Sakura, I suspect I am older than you, but I grew up surrounded by people (apart from my mother and aunt) who insisted that men were more intelligent than women. I believed it. The teachers at school repeatedly said there must have been something in the water when we were born because that was the only way to explain how the girls always came top in exams. Oh yes, women might have a sort of soft wisdom, but it was worldly and not logical and possibly even a bit woo so didn’t count. It wasn’t until long after I got my degree, having met some astonishingly bright women along the way, that it dawned on me that all this ‘men are more intelligent than women’ schtick was actually bullshit.
Meanwhile, the 'women are stupid' doctrine had done untold damage to countless
other people, and I don't think I escaped unscathed even now.

Coyoacan · 11/07/2019 01:45

Indeed. It's supposed to be feminine to be stupid.

My mother read "Gone with the Wind" and was impressed by how the Southern Belles had to act stupid while behind the scenes they had huge responsabilities (albeit immoral responsabilities).
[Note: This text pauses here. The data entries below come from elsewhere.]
PR #3108, opened 2021-10-06
Add the group field to the search query

### LINKED ISSUE #3064: on Resource Templates tab, allow find by Group
Resource Templates tab has several ways to find templates, but not by group

add group to the ways you can find

jcoyne:
## Why was this change made?
Fixes #3064

### DIFF
--- a/__tests__/sinopiaSearch.test.js
+++ b/__tests__/sinopiaSearch.test.js
@@ -107,7 +107,7 @@ describe("getSearchResults", () => {
         bool: {
           must: {
             simple_query_string: {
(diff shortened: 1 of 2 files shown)


michelleif:
the original ticket #3064 was for the search (find) on the Resource Templates tab.

I am not seeing that working.

It looks like this PR added group search to the Sinopia Search tab that searches resources. The Sinopia search tab already has Filter by Group, so we weren't including Group in the search.

we could leave this as is and see if there are unexpected results from including group in search, but it doesn't solve #3064

PR #3124, opened 2021-10-07
enable save button when you create a new resource with default values

### LINKED ISSUE #3089: save is not enabled for a template into which I haven't entered any data, but which already has default data
on DEV, with template literal:required

this is a template with one field, a literal, and it has a default

if I open the template and preview, it shows in the RDF preview that the default value is "there"
Screen Shot 2021-10-01 at 2 16 31 PM

but the Save button is disabled, so I can't save, even if i just want to save as is with the default value

peetucket:
## Why was this change made?

Fixes #3089 - after a resource is created and finished loading, check to see if there are any default values, if so, mark as "changed", which will then trigger the save button to be enabled, just like when a user manually changes a value

Added a new test, and localhost browser


__tests__/testUtilities/stateUtils.js
```diff
@@ -229,6 +229,18 @@ const buildResourceWithLiteral = (state, options) => {
...
+    state.entities.propertyTemplates[
+      "ld4p:RT:bf2:Title:AbbrTitle > http://id.loc.gov/ontologies/bibframe/mainTitle"
+    ].defaults = [
+      {
+        literal: "Default literal1",
+        lang: null,
+      },
+    ]
+  }
+
```
peetucket, line 243: update the tests to allow state to be created with a default value, so we can use in our new test above

justinlittman (approved):

PR #3133, opened 2021-10-08
Update NewsItem.jsx

michelleif:
remove "Latest News" line since there isn't any; remove extra space and period in bulleted item

### DIFF
--- a/src/components/home/NewsItem.jsx
+++ b/src/components/home/NewsItem.jsx
@@ -5,7 +5,8 @@ import Package from "../../../package.json"
 
 const NewsItem = () => (
   <div className="news-item" data-testid="news-item">
-    <h3>Sinopia Version {Package.version} highlights</h3>
+  <h3>Latest News</h3>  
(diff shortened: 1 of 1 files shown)


src/components/home/NewsItem.jsx
```diff
@@ -5,8 +5,7 @@ import Package from "../../../package.json"
 
 const NewsItem = () => (
   <div className="news-item" data-testid="news-item">
-    <h3>Latest news</h3>
```
jermnelson, line 8: Should `<h3>Latest news</h3>` be deleted? It is causing a test failure on this PR.

jermnelson (changes requested):

src/components/home/NewsItem.jsx
michelleif: why is that a problem? is the test looking for that line? if so i'm fine to put it back

michelleif:
we decided to do a more comprehensive release next week, which will need more newsitems, plus this keeps failing for me so instead i will make a ticket asking devs to update newsitem

PR #3151, opened 2021-10-12
Expand property when necessary.

### LINKED ISSUE #3120: un-loaded field becomes uneditable when loading RDF into a template
when I "Load RDF" into a template, but don't load a value for every field in that template, I still expect to see all the fields in the template, with empty fields where I didn't load a value. Those empty fields should be editable so I can add a value. 

on DEV now, post input interaction improvements, if there's a field in the template that doesn't have data loaded into it, upon Load RDF, the field becomes uneditable.

example from Stage of current, expected behavior:
template: test:two_literals
the template has two literal fields

I want to load data for just one field, then fill in the other field myself, so I Load this RDF:
```
<> <http://sinopia.io/vocabulary/hasResourceTemplate> "test:two_literals" .
<> <http://www.w3.org/1999/02/22-rdf-syntax-ns#type> <http://id.loc.gov/ontologies/bibframe/Work> .
<> <http://property.com/field1> "xyz"@eng .
```

I get this:

I have to click +Add on `literal 2`, but it does let me add data to `field 2`, as expected

compare on DEV:
here's the same template on DEV, showing the template ready for editing, to show it has 2 literal fields

now try loading the same RDF we did on stage:
```
<> <http://sinopia.io/vocabulary/hasResourceTemplate> "test:two_literals" .
<> <http://www.w3.org/1999/02/22-rdf-syntax-ns#type> <http://id.loc.gov/ontologies/bibframe/Work> .
<> <http://property.com/field1> "xyz"@eng .
```

I get this, where `literal 2` is an uneditable field; the fieldname shows, but I can't enter anything in the field because the entry box doesn't show

i tried saving the resource as is, copying the URI, and going to Search to try to open it for editing that way to see if `literal 2` is now editable, but it's not.

to see the thing I saved, and see the uneditable field, search for: https://api.development.sinopia.io/resource/ab851b64-a19b-4be6-9898-6a1f4ab792cf

justinlittman:
closes #3120

## Why was this change made?
When loading resources, some properties were not in editable state.

Unit, local

### DIFF
--- a/src/components/editor/property/PanelProperty.jsx
+++ b/src/components/editor/property/PanelProperty.jsx
@@ -94,10 +94,7 @@ const PanelProperty = (props) => {
                 onClick={() => props.contractProperty(props.property.key)}
                 data-id={props.id}
               >
-                <FontAwesomeIcon
-                  className="fa-inverse trash-icon"
-                  icon={trashIcon}
-                />
+                <FontAwesomeIcon className="trash-icon" icon={trashIcon} />
               </button>
             )}
           </h5>
--- a/__tests__/__action_fixtures__/addSiblingValueSubject-ADD_VALUE.json
+++ b/__tests__/__action_fixtures__/addSiblingValueSubject-ADD_VALUE.json
@@ -78,8 +78,8 @@
             "properties": [
               {
                 "key": "abc1",
-                "values": null,
-                "show": false
+                "values": [],
+                "show": true
               }
             ]
           }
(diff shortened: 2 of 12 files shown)


src/components/editor/property/PanelProperty.jsx
```diff
@@ -94,10 +94,7 @@ const PanelProperty = (props) => {
                 onClick={() => props.contractProperty(props.property.key)}
                 data-id={props.id}
               >
-                <FontAwesomeIcon
-                  className="fa-inverse trash-icon"
-                  icon={trashIcon}
-                />
+                <FontAwesomeIcon className="trash-icon" icon={trashIcon} />
```
justinlittman, line 97: Fixed a white icon on a white background.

BluebonicPlague · 11/07/2019 01:51

I should add, because it's important, that I ignored my mother and aunt because I believed the doctrine that women are stupid. It took me years to come round to appreciating what they had to teach me.
(Yeah, I guess I was stupid. Or the doctrine made me stupid.)

Chickenish · 11/07/2019 07:20

I have never heard that women are stupid. I don’t know if this is cultural, coming from a long line of strong women.

Supergirlthesecond · 11/07/2019 07:48

@Chickenish same here. And surrounded by men who respect women. But am really noticing the increase in younger men who talk down to women and the younger women who tolerate it and keep saying how intelligent such a such guy is when they are just ordinary.

PotholePalace · 11/07/2019 08:21

I'm 49. When I was a child I was told that women were less intelligent than men because our brains were smaller. Also that boring jobs should be done by women rather than men, because women had a higher boredom threshold. And there were no female comedians because women couldn't tell jokes.

I know isn't true but when you're young you believe what adults say, and it took me a long time to break free from childhood conditioning.

FormerMediocreMale · 11/07/2019 08:48

I was raised to believe I was not as intelligent and pretty worthless for being female. My mother was/is anti feminism and still insists that my younger brother is more intelligent than me despite considerable evidence to the contrary. My dad has always had more belief in me.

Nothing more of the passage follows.